Records from a dataset:
------------------------------------------------------------

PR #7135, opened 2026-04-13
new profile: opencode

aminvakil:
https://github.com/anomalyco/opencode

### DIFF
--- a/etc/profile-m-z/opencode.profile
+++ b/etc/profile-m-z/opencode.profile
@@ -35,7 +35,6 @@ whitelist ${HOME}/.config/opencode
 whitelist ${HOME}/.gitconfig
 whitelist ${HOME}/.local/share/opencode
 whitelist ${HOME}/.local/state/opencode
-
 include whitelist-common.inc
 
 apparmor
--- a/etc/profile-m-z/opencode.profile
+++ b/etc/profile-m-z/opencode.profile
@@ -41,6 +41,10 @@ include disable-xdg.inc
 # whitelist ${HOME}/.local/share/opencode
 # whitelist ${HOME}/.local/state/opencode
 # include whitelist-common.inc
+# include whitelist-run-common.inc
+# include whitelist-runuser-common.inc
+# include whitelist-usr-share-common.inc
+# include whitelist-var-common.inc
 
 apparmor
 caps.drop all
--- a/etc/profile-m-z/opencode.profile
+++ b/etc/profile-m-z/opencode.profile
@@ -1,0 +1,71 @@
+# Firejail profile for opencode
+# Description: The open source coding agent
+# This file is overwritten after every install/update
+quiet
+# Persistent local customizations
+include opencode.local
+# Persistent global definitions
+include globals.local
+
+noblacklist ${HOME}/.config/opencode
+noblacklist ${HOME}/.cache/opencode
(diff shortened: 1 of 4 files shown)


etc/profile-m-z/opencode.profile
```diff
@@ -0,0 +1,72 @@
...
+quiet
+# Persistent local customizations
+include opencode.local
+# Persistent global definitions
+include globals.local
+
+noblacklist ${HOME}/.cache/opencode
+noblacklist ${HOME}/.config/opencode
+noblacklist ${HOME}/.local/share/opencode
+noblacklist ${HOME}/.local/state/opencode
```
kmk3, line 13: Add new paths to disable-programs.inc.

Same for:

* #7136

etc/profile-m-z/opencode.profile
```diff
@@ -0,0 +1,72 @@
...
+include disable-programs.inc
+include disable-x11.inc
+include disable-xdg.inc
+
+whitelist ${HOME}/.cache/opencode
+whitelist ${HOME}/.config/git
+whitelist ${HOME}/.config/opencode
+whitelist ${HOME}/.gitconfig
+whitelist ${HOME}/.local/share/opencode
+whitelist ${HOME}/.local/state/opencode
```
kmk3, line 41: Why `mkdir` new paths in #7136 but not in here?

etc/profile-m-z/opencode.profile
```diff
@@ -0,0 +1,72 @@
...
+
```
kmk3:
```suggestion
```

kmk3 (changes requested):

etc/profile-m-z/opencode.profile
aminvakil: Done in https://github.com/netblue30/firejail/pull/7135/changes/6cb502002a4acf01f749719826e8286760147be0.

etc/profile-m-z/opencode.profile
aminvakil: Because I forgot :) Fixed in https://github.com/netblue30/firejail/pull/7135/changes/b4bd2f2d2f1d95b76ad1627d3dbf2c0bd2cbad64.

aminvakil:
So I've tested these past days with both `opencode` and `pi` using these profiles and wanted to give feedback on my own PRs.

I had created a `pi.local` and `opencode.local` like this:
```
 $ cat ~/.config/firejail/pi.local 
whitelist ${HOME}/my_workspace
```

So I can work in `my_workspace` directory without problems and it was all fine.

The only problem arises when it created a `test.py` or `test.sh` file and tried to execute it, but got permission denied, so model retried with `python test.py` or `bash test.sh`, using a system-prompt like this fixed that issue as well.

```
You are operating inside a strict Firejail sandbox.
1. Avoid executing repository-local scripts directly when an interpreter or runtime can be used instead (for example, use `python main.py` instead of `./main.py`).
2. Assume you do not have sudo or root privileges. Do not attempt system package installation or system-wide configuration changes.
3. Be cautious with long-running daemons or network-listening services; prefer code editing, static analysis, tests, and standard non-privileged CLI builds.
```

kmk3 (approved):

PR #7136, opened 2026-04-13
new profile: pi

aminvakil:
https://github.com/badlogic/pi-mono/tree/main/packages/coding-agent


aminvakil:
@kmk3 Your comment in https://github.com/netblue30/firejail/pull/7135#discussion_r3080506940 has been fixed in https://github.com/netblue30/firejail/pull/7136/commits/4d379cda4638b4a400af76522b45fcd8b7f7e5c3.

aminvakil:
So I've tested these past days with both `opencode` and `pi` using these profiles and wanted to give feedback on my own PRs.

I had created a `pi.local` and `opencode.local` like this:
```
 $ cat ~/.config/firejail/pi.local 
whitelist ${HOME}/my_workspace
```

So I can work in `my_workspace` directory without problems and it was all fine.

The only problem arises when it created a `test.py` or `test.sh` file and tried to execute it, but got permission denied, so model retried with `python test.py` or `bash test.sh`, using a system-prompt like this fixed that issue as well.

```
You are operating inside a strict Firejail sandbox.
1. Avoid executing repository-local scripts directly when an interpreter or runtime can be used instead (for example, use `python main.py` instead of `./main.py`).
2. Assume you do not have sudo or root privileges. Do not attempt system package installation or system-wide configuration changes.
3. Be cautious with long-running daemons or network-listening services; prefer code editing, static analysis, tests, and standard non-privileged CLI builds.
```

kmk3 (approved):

------------------------------------------------------------

* TASK REQUIREMENTS:
I need each of the entries above printed again exactly.

* TASK RESPONSE:
PR #7135, opened 2026-04-13
new profile: opencode

aminvakil:
https://github.com/anomalyco/opencode

### DIFF
--- a/etc/profile-m-z/opencode.profile
+++ b/etc/profile-m-z/opencode.profile
@@ -35,7 +35,6 @@ whitelist ${HOME}/.config/opencode
 whitelist ${HOME}/.gitconfig
 whitelist ${HOME}/.local/share/opencode
 whitelist ${HOME}/.local/state/opencode
-
 include whitelist-common.inc
 
 apparmor
--- a/etc/profile-m-z/opencode.profile
+++ b/etc/profile-m-z/opencode.profile
@@ -41,6 +41,10 @@ include disable-xdg.inc
 # whitelist ${HOME}/.local/share/opencode
 # whitelist ${HOME}/.local/state/opencode
 # include whitelist-common.inc
+# include whitelist-run-common.inc
+# include whitelist-runuser-common.inc
+# include whitelist-usr-share-common.inc
+# include whitelist-var-common.inc
 
 apparmor
 caps.drop all
--- a/etc/profile-m-z/opencode.profile
+++ b/etc/profile-m-z/opencode.profile
@@ -1,0 +1,71 @@
+# Firejail profile for opencode
+# Description: The open source coding agent
+# This file is overwritten after every install/update
+quiet
+# Persistent local customizations
+include opencode.local
+# Persistent global definitions
+include globals.local
+
+noblacklist ${HOME}/.config/opencode
+noblacklist ${HOME}/.cache/opencode
(diff shortened: 1 of 4 files shown)


etc/profile-m-z/opencode.profile
```diff
@@ -0,0 +1,72 @@
...
+quiet
+# Persistent local customizations
+include opencode.local
+# Persistent global definitions
+include globals.local
+
+noblacklist ${HOME}/.cache/opencode
+noblacklist ${HOME}/.config/opencode
+noblacklist ${HOME}/.local/share/opencode
+noblacklist ${HOME}/.local/state/opencode
```
kmk3, line 13: Add new paths to disable-programs.inc.

Same for:

* #7136

etc/profile-m-z/opencode.profile
```diff
@@ -0,0 +1,72 @@
...
+include disable-programs.inc
+include disable-x11.inc
+include disable-xdg.inc
+
+whitelist ${HOME}/.cache/opencode
+whitelist ${HOME}/.config/git
+whitelist ${HOME}/.config/opencode
+whitelist ${HOME}/.gitconfig
+whitelist ${HOME}/.local/share/opencode
+whitelist ${HOME}/.local/state/opencode
```
kmk3, line 41: Why `mkdir` new paths in #7136 but not in here?

etc/profile-m-z/opencode.profile
```diff
@@ -0,0 +1,72 @@
...
+
```
kmk3:
```suggestion
```

kmk3 (changes requested):

etc/profile-m-z/opencode.profile
aminvakil: Done in https://github.com/netblue30/firejail/pull/7135/changes/6cb502002a4acf01f749719826e8286760147be0.

etc/profile-m-z/opencode.profile
aminvakil: Because I forgot :) Fixed in https://github.com/netblue30/firejail/pull/7135/changes/b4bd2f2d2f1d95b76ad1627d3dbf2c0bd2cbad64.

aminvakil:
So I've tested these past days with both `opencode` and `pi` using these profiles and wanted to give feedback on my own PRs.

I had created a `pi.local` and `opencode.local` like this:
```
 $ cat ~/.config/firejail/pi.local 
whitelist ${HOME}/my_workspace
```

So I can work in `my_workspace` directory without problems and it was all fine.

The only problem arises when it created a `test.py` or `test.sh` file and tried to execute it, but got permission denied, so model retried with `python test.py` or `bash test.sh`, using a system-prompt like this fixed that issue as well.

```
You are operating inside a strict Firejail sandbox.
1. Avoid executing repository-local scripts directly when an interpreter or runtime can be used instead (for example, use `python main.py` instead of `./main.py`).
2. Assume you do not have sudo or root privileges. Do not attempt system package installation or system-wide configuration changes.
3. Be cautious with long-running daemons or network-listening services; prefer code editing, static analysis, tests, and standard non-privileged CLI builds.
```

kmk3 (approved):

PR #7136, opened 2026-04-13
new profile: pi

aminvakil:
https://github.com/badlogic/pi-mono/tree/main/packages/coding-agent


aminvakil:
@kmk3 Your comment in https://github.com/netblue30/firejail/pull/7135#discussion_r3080506940 has been fixed in https://github.com/netblue30/firejail/pull/7136/commits/4d379cda4638b4a400af76522b45fcd8b7f7e5c3.

aminvakil:
So I've tested these past days with both `opencode` and `pi` using these profiles and wanted to give feedback on my own PRs.

I had created a `pi.local` and `opencode.local` like this:
```
 $ cat ~/.config/firejail/pi.local 
whitelist ${HOME}/my_workspace
```

So I can work in `my_workspace` directory without problems and it was all fine.

The only problem arises when it created a `test.py` or `test.sh` file and tried to execute it, but got permission denied, so model retried with `python test.py` or `bash test.sh`, using a system-prompt like this fixed that issue as well.

```
You are operating inside a strict Firejail sandbox.
1. Avoid executing repository-local scripts directly when an interpreter or runtime can be used instead (for example, use `python main.py` instead of `./main.py`).
2. Assume you do not have sudo or root privileges. Do not attempt system package installation or system-wide configuration changes.
3. Be cautious with long-running daemons or network-listening services; prefer code editing, static analysis, tests, and standard non-privileged CLI builds.
```

kmk3 (approved):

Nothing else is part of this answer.